Исходя из моих знаний об этом периоде, Эвмену по Вавилонскому разделу достались две еще не завоеванные сатрапии — Каппадокия и Пафлагония. Греку предстояло их завоевать, и он отправился туда еще летом. Войск у Эвмена было недостаточно, и Пердикка приказал сатрапам двух соседних провинций, Антигону и Леоннату, оказать ему помощь. Оба этих полководца в открытую проигнорировали приказ регента, а Леоннат даже предложил Эвмену оставить пока в покое дикую Каппадокию и двинуться с ним в Элладу на помощь Антипатру, завязшему в войне с восставшими греческими полисами. Эвмен не согласился и по-тихому сбежал из лагеря Леонната.
«Сейчас он торопится в Вавилон и собирается донести Пердикке об измене, но в его голове наверняка полно сомнений, — мысленно заключаю свои размышления. — На чью сторону встать? Сохранить верность царской семье или перейти в лагерь Антипатра⁈ Оба варианта для него туманны, но тут важно другое. Следует напомнить ему о себе, а заодно проверить, насколько сильно он поверил мне полгода назад. Если поверил, то, узнав, что я в городе, он обязательно захочет узнать мнение покойного царя и по сегодняшним проблемам».
Я не хочу ничего менять в текущих событиях; Эвмен мне будет нужен не завтра и не послезавтра, а через пять лет. И тут очень важно, чтобы к тому времени он в полной мере осознал мою ценность и значимость. Для этого необходимо регулярно появляться в его жизни, особенно в такие вот переломные моменты.
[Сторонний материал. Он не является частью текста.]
Issue #11, opened 2021-01-07
Add annex's uuid to URL model


yarikoptic:
Relates if not partially replaces (for the use case of determining if a URL might be providing annexed data) #10 . 
Model has `dsid` which is DataLad's `Dataset.id`.  Every annex repository/remote has a UUID.  We should record those two whenever a URL (remote) has UUID.  That would allow to judge either any given URL should be considered as a source of data (motivation behind #10 as well) 

PS why not to rename `dsid` into `ds_id` and then here use `annex_uuid`.  Although longer -- it IMHO would make it more "obvious"

PR #14, opened 2021-01-18
Use 'ds_id' rather than 'dsid'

«Появляться и своими пророчествами направлять его в ту точку, в которой он и так должен оказаться в нужное мне время». Я улыбнулся своей витиеватому заключению. «Нельзя же будет потом возникнуть из неизвестности и ошарашить: „Здравствуйте, я ваш царь!“»
Последняя мысль меня совсем развеселила, и, подняв взгляд на замолчавшего Гуруша, я ошарашил его вопросом:
— А можно ли сделать так, чтобы Эвмен невзначай узнал о моем присутствии в городе?
Делаю особое ударение на слове «невзначай» и поднимаю на него многозначительный взгляд.
Тот, постояв пару секунд с каменной физиономией, удивленно посмотрел на меня, а затем задумчиво выдал:
— Можно, но тогда надо бы поторопиться!